Upgrading to Vista? Proceed with caution

12.02.2007

Of course, both Foster and Bryant represent hardware manufacturers. Talk to an everyday IT administrator and your answers might be different. 'The new hardware's great, but we're not waiting for it,' FranklinCovey's Connelly says. 'We've tested it, and we think it runs fine in 512MB or 1GB. The WIM tools are good enough that we can do the OS rollout right now and give our users the Office features they want without waiting for new hardware. We can add those advanced features later.'

According to Connelly, FranklinCovey's network carries approximately 800 distributed users, placing it on the small end of the enterprise rollout scale. Although the lower desktop count undoubtedly had something to do with Connelly's decision to run his rollout across the existing hardware landscape, this isn't a trend that's relegated to the SMB segment. LeSueur says Avanade's large enterprise customers aren't following the hardware lease rollout plan, either.

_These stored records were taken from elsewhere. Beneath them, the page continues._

PR #311, opened 2016-10-05
Updated Fosshub extension to latest requirements and test with audacity

gep13:
@ferventcoder can you take a look at the following?  Thoughts?

### DIFF
--- a/extensions/chocolatey-fosshub.extension/extensions/Get-UrlFromFosshub.psm1
+++ b/extensions/chocolatey-fosshub.extension/extensions/Get-UrlFromFosshub.psm1
@@ -1,28 +1,48 @@
-# Get the resolved URL form a FossHub download link.
+# Get the resolved URL from a FossHub download link.
 #
-# Takes a FossHub URL in the “genLink” format and returns the generated
+# Takes a FossHub URL and returns the generated
 # expiring download link for the file.
 #
 # Usage: Get-UrlFromFosshub genLink_url
 # Example:
-# Get-UrlFromFosshub http://www.fosshub.com/genLink/Data-Crow/FILE.zip
+# Get-UrlFromFosshub https://www.fosshub.com/Audacity.html/audacity-win-2.1.2.exe
 
-Function Get-UrlFromFosshub($genLinkUrl) {
+Function Get-UrlFromFosshub($linkUrl) {
 
-  $fosshubAppName = $genLinkUrl -match 'genLink/(.+?)/'
+  $fosshubAppName = $linkUrl -match 'fosshub.com/(.*)/(.*)'
   # If there’s no match, it means that it’s not a FossHub genLink URL.
   # Then this function simply returns the input URL.
   if (!$Matches) {
-    return $genLinkUrl
+    return $linkUrl
   }
+
   # Get the actual FossHub appname from the matches array
+  # From the example above, this would be Audacity.html
   $fosshubAppName = $Matches[1]
 
-  $referer = "http://www.fosshub.com/${fosshubAppName}.html"
+  # Get the file name from the URL
+  # From the example above, this would be audacity-win-2.1.2.exe
+  $fosshubFileName = $Matches[2]
+
+  # Create the contents of the href that is being searched for
+  # From the example above, this would be /Audacity.html/audacity-win-2.1.2.exe
+  $hrefText = "/$fosshubAppName/$fosshubFileName"
+
+  # Construct the Regular Expression pattern.  An example of what is being searched for is this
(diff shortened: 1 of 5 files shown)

'Enterprises are evaluating Vista based on internal TCO, not initial hardware costs,' LeSueur says. 'With Microsoft's advances in software deployment tools, scheduling the rollout around lease agreements doesn't interest them. Better to focus on software compatibility and mission-critical testing.' Just get your users what they need. Hardware purchasing doesn't have to be affected at all.

Too much too quickly?

It's the first time in more than a decade that Redmond has released this many product platforms at once.